Data for this task:
=== Section Start ===

PR #46, opened 2020-04-16
Enable webhook by default

jimdickinson:
This PR flips our deployment yaml to bring up the webhook server by default. It ballooned in size when I wanted to update the helm chart and then use the helm chart to update our combined yaml manifest. Haven't touched tests here, but all of the int tests passed.


operator/deploy/cluster_role_binding.yaml
```diff
@@ -5,7 +5,7 @@ metadata:
 subjects:
 - kind: ServiceAccount
   name: cass-operator
-  namespace: ""
+  namespace: "cass-operator"
```
jimdickinson, line 8: I thought this was a mistake when I was reviewing this, but it's just unclear what should be here

charts/cass-operator-chart/templates/clusterrole.yaml
```diff
@@ -4,42 +4,6 @@ metadata:
   creationTimestamp: null
   name: {{ .Values.clusterRoleName }}
 rules:
-- apiGroups:
```
respringer, line 7: +1 removing unnecessary cruft.

hack/release/make-yaml-bundle.sh
```diff
@@ -9,25 +9,7 @@ echo '---' >> "$bundle"
...
-
-echo '---' >> "$bundle"
-cat operator/deploy/role_binding.yaml | yq r - >> "$bundle"
-
-echo '---' >> "$bundle"
-cat operator/deploy/crds/cassandra.datastax.com_cassandradatacenters_crd.yaml | yq r - >> "$bundle"
-
-echo '---' >> "$bundle"
-yq w --doc 3 operator/deploy/operator.yaml 'spec.template.spec.containers[0].image' 'datastax/cass-operator:1.0.0' >> "$bundle"
+helm template ./charts/cass-operator-chart/ -n cass-operator | kubectl create --dry-run=client -o yaml -n cass-operator -f - >> "$bundle"
```
respringer, line 12: :) :) :)

operator/deploy/cluster_role_binding.yaml
respringer: FYI: This works for my integration test with a namespace of "".

hack/release/make-yaml-bundle.sh
sandoichi: :100:

operator/deploy/cluster_role_binding.yaml
jimdickinson: I think the code that needs this ClusterRoleBinding fails and continues - could be the explanation?

PR #48, opened 2020-04-20
Int test webhook

respringer:
Added a couple of tests to ensure that the webhook catches invalid updates in an integration test.


tests/testdata/cluster-role-binding_webhook-validation.yaml
```diff
@@ -0,0 +1,12 @@
+kind: ClusterRoleBinding
+apiVersion: rbac.authorization.k8s.io/v1
+metadata:
+  name: cass-operator
+subjects:
+- kind: ServiceAccount
+  name: cass-operator
+  namespace: test-webhook-validation
```
respringer, line 8: @jimdickinson , actually I think I was mistaken in my namespace comment in the other PR.  I had to specify a value for namespace here to make things work.  It didn't accept "".  Therefore I don't think we can have a generic setting for namespace.  We have to rely on helm or some other process to set a value.

tests/webhook_validation/webhook_validation_suite_test.go
```diff
@@ -0,0 +1,113 @@
...
+				FormatOutput(json)
+			ns.WaitForOutputAndLog(step, k, "Ready", 30)
+
+			step = "attempt to use invalid dse version"
+			json = "{\"spec\": {\"serverType\": \"dse\", \"serverVersion\": \"4.8.0\"}}"
+			k = kubectl.PatchMerge(dcResource, json)
+			ns.ExecAndLogAndExpectErrorString(step, k,
+				"validation failure list:\nspec.serverVersion in body should be one of [6.8.0 3.11.6 4.0.0]")
+
+			step = "attempt to change the dc name"
```
respringer, line 95: The unit tests exercise the validation logic more thoroughly.

tests/testdata/cluster-role-binding_webhook-validation.yaml
jimdickinson: ok, this is actually good news, we just need a step to deal with it, and @sandoichi is working on that now

mage/sh/lib.go
```diff
@@ -53,6 +53,20 @@ func RunVPanic(cmd string, args ...string) {
...
 
+// Run command and print any output to stdout/stderr
+// Also return stdout/stderr as strings
+func RunVCapture(cmd string, args ...string) (string, string, error) {
+	captureOut := new(bytes.Buffer)
+	captureErr := new(bytes.Buffer)
+
+	// Duplicate the output/error to our buffer and the test stdout/stderr
+	multiOut := io.MultiWriter(captureOut, os.Stdout)
+	multiErr := io.MultiWriter(captureErr, os.Stderr)
```
jimdickinson, line 64: very cool 👍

=== Section End ===

Action item: Beginning with the line that has "jimdickinson: ok, this", set down each line through the last one above, exactly, and nothing else.

Output of the task:
jimdickinson: ok, this is actually good news, we just need a step to deal with it, and @sandoichi is working on that now

mage/sh/lib.go
```diff
@@ -53,6 +53,20 @@ func RunVPanic(cmd string, args ...string) {
...
 
+// Run command and print any output to stdout/stderr
+// Also return stdout/stderr as strings
+func RunVCapture(cmd string, args ...string) (string, string, error) {
+	captureOut := new(bytes.Buffer)
+	captureErr := new(bytes.Buffer)
+
+	// Duplicate the output/error to our buffer and the test stdout/stderr
+	multiOut := io.MultiWriter(captureOut, os.Stdout)
+	multiErr := io.MultiWriter(captureErr, os.Stderr)
```
jimdickinson, line 64: very cool 👍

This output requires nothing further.